The lead time demand for bathing suits is governed by the discrete random variable shown in Table 11. The company sells an average of $10,400$ suits per year. The cost of placing an order for bathing suits is $30$, and the cost of holding one bathing suit in inventory for a year is $3$. The stockout cost is $3$ per bathing suit. Use marginal analysis to determine the reorder point.
My thought: The key point here is the lead time demand $r$ is discrete, so we cannot apply the usual formula $P(X\geq r) = \frac{hq^{*}}{c_BE(D)} = \frac{3*456}{3*10400}$. So, we have to do it by considering the overstock and understock case, even when we don't know the cost of $1$ bathing suit:
If $d\leq q$, then the system is overstock with $c(d,q) = 30 + 3(q-d)$. Thus, $c_0=3$.

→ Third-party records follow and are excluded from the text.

PR #23586, opened 2020-10-11
fix: sales order payment terms date is same as quotation

nextchamp-saqib:
Problem Fixed:
- Create Sales Order from Quotation
- The due dates in payment terms are as per the quotation date. 
- It should be calculated as x days after Sales Order posting date. X is Credit Days set in the Payment terms master.

### DIFF
--- a/erpnext/selling/doctype/quotation/quotation.py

If $d\geq q$, then the system is understock with $c(d,q) = 3(d-q) + 30$. Thus, $c_u=3$.
Therefore, the reorder point $r$ must satisfy: $P(X\leq r) = \frac{3}{3+3} = \frac{1}{2}$. By looking at the table above, $r = \fbox{$190$}$ is the best choice to keep the current service level of $50\%$ and cover the lead time demand.
My question: Is my solution above correct? Or it does not make sense at all, because I would need to factor in the cost of a bathing suit, which affects the values of $c_0$ and $c_u$? Please help with some thought.